PROBLEM DESCRIPTION: The lines of the records that include "ClassModule" should all be copied.

Start of MATERIAL FOR THIS EXERCISE

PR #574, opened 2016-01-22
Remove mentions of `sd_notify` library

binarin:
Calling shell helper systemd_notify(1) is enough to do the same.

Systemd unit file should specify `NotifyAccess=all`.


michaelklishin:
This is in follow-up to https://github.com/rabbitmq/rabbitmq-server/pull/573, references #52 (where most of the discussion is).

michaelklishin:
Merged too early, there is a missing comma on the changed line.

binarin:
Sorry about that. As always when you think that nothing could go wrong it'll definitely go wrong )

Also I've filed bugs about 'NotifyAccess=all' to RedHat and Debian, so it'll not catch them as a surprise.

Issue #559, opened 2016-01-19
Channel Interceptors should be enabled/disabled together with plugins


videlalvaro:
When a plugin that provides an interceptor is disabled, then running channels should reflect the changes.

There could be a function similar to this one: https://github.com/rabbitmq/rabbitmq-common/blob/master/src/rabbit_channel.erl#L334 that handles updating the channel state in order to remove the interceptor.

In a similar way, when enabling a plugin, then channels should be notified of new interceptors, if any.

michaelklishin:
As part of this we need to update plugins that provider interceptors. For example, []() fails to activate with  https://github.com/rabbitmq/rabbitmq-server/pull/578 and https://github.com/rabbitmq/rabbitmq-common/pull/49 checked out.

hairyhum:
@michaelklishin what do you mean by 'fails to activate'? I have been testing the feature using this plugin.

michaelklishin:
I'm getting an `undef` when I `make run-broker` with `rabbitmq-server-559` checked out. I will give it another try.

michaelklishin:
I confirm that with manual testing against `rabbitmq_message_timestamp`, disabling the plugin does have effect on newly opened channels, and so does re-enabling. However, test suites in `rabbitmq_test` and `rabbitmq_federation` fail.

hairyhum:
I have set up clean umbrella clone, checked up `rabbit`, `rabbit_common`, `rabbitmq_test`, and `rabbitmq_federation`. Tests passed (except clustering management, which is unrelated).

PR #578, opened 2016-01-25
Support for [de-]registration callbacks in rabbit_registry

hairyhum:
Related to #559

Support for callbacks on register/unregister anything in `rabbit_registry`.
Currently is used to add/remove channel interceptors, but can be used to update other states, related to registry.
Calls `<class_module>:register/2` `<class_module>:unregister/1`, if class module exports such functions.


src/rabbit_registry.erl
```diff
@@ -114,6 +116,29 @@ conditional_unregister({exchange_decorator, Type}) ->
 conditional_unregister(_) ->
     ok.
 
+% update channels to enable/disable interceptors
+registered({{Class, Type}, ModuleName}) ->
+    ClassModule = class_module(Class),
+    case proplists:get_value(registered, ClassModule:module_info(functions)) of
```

End of MATERIAL FOR THIS EXERCISE
Start of MATERIAL FOR THIS EXERCISE

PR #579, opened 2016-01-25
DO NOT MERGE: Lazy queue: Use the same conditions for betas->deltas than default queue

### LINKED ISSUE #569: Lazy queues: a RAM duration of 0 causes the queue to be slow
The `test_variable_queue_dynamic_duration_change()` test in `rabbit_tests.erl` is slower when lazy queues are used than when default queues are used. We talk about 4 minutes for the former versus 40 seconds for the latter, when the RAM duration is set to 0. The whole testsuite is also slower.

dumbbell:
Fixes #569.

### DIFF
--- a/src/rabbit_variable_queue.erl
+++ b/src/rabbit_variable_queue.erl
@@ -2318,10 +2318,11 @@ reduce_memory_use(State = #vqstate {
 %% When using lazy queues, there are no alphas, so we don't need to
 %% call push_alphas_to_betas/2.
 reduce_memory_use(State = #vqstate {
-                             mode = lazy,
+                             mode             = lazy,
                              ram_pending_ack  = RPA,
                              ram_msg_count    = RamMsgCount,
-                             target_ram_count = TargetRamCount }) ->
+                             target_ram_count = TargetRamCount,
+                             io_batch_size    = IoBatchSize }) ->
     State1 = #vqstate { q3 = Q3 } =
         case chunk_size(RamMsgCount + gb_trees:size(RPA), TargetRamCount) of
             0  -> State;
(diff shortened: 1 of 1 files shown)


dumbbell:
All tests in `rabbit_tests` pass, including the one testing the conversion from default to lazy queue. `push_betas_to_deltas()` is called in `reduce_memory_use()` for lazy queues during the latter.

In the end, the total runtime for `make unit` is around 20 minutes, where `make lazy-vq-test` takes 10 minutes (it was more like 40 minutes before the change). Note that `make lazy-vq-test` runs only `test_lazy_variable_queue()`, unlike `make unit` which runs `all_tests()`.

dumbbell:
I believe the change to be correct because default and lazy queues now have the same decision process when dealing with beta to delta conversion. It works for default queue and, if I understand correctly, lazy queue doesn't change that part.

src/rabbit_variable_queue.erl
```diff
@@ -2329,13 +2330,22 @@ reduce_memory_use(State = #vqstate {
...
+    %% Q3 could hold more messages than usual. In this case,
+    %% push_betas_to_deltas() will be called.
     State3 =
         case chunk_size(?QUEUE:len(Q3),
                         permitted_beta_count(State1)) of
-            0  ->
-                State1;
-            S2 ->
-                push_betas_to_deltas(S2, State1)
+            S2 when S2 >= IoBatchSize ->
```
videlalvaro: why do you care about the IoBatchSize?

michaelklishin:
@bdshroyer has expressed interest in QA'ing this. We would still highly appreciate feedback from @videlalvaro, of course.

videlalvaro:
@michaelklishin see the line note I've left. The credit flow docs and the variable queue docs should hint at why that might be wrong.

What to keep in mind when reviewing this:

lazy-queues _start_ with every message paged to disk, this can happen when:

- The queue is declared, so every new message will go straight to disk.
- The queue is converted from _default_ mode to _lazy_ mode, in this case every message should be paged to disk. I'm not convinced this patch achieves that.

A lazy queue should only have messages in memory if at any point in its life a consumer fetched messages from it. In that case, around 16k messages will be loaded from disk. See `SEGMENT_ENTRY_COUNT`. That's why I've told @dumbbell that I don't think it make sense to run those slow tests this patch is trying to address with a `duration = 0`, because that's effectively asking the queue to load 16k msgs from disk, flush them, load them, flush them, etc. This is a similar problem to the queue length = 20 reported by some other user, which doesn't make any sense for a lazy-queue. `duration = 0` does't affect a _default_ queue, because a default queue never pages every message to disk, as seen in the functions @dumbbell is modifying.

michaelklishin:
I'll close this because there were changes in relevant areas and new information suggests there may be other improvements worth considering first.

End of MATERIAL FOR THIS EXERCISE

WRITTEN RESPONSE:
+    ClassModule = class_module(Class),
+    case proplists:get_value(registered, ClassModule:module_info(functions)) of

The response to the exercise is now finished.